Collected data

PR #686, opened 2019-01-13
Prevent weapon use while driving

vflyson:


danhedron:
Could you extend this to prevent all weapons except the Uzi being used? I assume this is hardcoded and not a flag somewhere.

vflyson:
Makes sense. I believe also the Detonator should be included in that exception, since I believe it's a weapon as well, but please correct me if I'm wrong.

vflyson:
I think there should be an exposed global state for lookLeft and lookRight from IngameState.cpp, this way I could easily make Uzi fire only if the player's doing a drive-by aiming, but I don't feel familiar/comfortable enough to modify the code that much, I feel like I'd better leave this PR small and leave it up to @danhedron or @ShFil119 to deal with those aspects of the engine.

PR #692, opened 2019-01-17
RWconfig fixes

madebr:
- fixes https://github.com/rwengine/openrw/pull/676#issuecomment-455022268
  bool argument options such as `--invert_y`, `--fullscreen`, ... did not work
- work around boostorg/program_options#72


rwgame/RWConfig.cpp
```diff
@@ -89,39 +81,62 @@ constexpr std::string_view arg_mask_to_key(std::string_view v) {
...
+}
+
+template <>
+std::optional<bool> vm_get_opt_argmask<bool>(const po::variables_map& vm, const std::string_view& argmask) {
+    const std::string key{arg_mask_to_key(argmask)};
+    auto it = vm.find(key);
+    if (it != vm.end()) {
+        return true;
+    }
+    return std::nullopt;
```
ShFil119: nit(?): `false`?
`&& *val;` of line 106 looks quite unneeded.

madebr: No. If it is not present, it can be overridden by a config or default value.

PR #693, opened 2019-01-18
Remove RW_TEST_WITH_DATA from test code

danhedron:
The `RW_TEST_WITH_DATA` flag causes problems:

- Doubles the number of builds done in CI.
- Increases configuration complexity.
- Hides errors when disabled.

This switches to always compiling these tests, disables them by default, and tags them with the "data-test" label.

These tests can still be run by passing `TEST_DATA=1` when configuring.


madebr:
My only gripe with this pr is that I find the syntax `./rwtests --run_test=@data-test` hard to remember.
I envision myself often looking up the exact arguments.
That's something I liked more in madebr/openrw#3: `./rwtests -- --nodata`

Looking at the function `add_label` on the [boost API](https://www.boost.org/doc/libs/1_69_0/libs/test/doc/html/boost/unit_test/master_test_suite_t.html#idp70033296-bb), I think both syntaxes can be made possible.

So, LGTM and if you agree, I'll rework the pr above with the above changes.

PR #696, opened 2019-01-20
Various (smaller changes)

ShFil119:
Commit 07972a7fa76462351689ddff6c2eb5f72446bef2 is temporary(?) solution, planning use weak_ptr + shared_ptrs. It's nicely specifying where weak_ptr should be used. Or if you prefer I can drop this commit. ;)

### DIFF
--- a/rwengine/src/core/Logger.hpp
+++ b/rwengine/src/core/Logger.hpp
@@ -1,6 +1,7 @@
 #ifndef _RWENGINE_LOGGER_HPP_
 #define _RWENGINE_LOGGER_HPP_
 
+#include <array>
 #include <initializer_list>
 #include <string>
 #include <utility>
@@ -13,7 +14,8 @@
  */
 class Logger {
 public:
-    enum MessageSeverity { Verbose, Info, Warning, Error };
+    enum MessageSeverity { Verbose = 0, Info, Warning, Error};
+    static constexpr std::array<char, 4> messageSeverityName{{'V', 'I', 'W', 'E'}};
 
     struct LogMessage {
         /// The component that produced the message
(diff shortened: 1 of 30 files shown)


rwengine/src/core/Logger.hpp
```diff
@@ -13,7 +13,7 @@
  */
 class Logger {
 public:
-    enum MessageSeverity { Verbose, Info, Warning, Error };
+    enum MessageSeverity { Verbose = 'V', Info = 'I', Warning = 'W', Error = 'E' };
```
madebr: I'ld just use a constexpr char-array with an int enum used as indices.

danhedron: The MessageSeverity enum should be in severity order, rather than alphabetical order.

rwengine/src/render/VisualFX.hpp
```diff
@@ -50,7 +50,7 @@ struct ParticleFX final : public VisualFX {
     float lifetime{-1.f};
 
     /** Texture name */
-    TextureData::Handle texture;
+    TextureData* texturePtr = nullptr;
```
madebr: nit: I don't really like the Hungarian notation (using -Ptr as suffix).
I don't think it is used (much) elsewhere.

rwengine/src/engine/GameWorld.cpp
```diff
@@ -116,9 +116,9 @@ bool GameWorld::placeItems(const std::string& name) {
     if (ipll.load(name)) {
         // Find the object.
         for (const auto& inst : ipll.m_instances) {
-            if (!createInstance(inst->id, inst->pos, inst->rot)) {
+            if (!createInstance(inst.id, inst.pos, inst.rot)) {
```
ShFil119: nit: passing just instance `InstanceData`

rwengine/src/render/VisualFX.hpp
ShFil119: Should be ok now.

### WHAT YOU SHOULD DO:
Each line above is to be repeated exactly.

### ANSWER SECTION:
PR #686, opened 2019-01-13
Prevent weapon use while driving

vflyson:


danhedron:
Could you extend this to prevent all weapons except the Uzi being used? I assume this is hardcoded and not a flag somewhere.

vflyson:
Makes sense. I believe also the Detonator should be included in that exception, since I believe it's a weapon as well, but please correct me if I'm wrong.

vflyson:
I think there should be an exposed global state for lookLeft and lookRight from IngameState.cpp, this way I could easily make Uzi fire only if the player's doing a drive-by aiming, but I don't feel familiar/comfortable enough to modify the code that much, I feel like I'd better leave this PR small and leave it up to @danhedron or @ShFil119 to deal with those aspects of the engine.

PR #692, opened 2019-01-17
RWconfig fixes

madebr:
- fixes https://github.com/rwengine/openrw/pull/676#issuecomment-455022268
  bool argument options such as `--invert_y`, `--fullscreen`, ... did not work
- work around boostorg/program_options#72


rwgame/RWConfig.cpp
```diff
@@ -89,39 +81,62 @@ constexpr std::string_view arg_mask_to_key(std::string_view v) {
...
+}
+
+template <>
+std::optional<bool> vm_get_opt_argmask<bool>(const po::variables_map& vm, const std::string_view& argmask) {
+    const std::string key{arg_mask_to_key(argmask)};
+    auto it = vm.find(key);
+    if (it != vm.end()) {
+        return true;
+    }
+    return std::nullopt;
```
ShFil119: nit(?): `false`?
`&& *val;` of line 106 looks quite unneeded.

madebr: No. If it is not present, it can be overridden by a config or default value.

PR #693, opened 2019-01-18
Remove RW_TEST_WITH_DATA from test code

danhedron:
The `RW_TEST_WITH_DATA` flag causes problems:

- Doubles the number of builds done in CI.
- Increases configuration complexity.
- Hides errors when disabled.

This switches to always compiling these tests, disables them by default, and tags them with the "data-test" label.

These tests can still be run by passing `TEST_DATA=1` when configuring.


madebr:
My only gripe with this pr is that I find the syntax `./rwtests --run_test=@data-test` hard to remember.
I envision myself often looking up the exact arguments.
That's something I liked more in madebr/openrw#3: `./rwtests -- --nodata`

Looking at the function `add_label` on the [boost API](https://www.boost.org/doc/libs/1_69_0/libs/test/doc/html/boost/unit_test/master_test_suite_t.html#idp70033296-bb), I think both syntaxes can be made possible.

So, LGTM and if you agree, I'll rework the pr above with the above changes.

PR #696, opened 2019-01-20
Various (smaller changes)

ShFil119:
Commit 07972a7fa76462351689ddff6c2eb5f72446bef2 is temporary(?) solution, planning use weak_ptr + shared_ptrs. It's nicely specifying where weak_ptr should be used. Or if you prefer I can drop this commit. ;)

### DIFF
--- a/rwengine/src/core/Logger.hpp
+++ b/rwengine/src/core/Logger.hpp
@@ -1,6 +1,7 @@
 #ifndef _RWENGINE_LOGGER_HPP_
 #define _RWENGINE_LOGGER_HPP_
 
+#include <array>
 #include <initializer_list>
 #include <string>
 #include <utility>
@@ -13,7 +14,8 @@
  */
 class Logger {
 public:
-    enum MessageSeverity { Verbose, Info, Warning, Error };
+    enum MessageSeverity { Verbose = 0, Info, Warning, Error};
+    static constexpr std::array<char, 4> messageSeverityName{{'V', 'I', 'W', 'E'}};
 
     struct LogMessage {
         /// The component that produced the message
(diff shortened: 1 of 30 files shown)


rwengine/src/core/Logger.hpp
```diff
@@ -13,7 +13,7 @@
  */
 class Logger {
 public:
-    enum MessageSeverity { Verbose, Info, Warning, Error };
+    enum MessageSeverity { Verbose = 'V', Info = 'I', Warning = 'W', Error = 'E' };
```
madebr: I'ld just use a constexpr char-array with an int enum used as indices.

danhedron: The MessageSeverity enum should be in severity order, rather than alphabetical order.

rwengine/src/render/VisualFX.hpp
```diff
@@ -50,7 +50,7 @@ struct ParticleFX final : public VisualFX {
     float lifetime{-1.f};
 
     /** Texture name */
-    TextureData::Handle texture;
+    TextureData* texturePtr = nullptr;
```
madebr: nit: I don't really like the Hungarian notation (using -Ptr as suffix).
I don't think it is used (much) elsewhere.

rwengine/src/engine/GameWorld.cpp
```diff
@@ -116,9 +116,9 @@ bool GameWorld::placeItems(const std::string& name) {
     if (ipll.load(name)) {
         // Find the object.
         for (const auto& inst : ipll.m_instances) {
-            if (!createInstance(inst->id, inst->pos, inst->rot)) {
+            if (!createInstance(inst.id, inst.pos, inst.rot)) {
```
ShFil119: nit: passing just instance `InstanceData`

rwengine/src/render/VisualFX.hpp
ShFil119: Should be ok now.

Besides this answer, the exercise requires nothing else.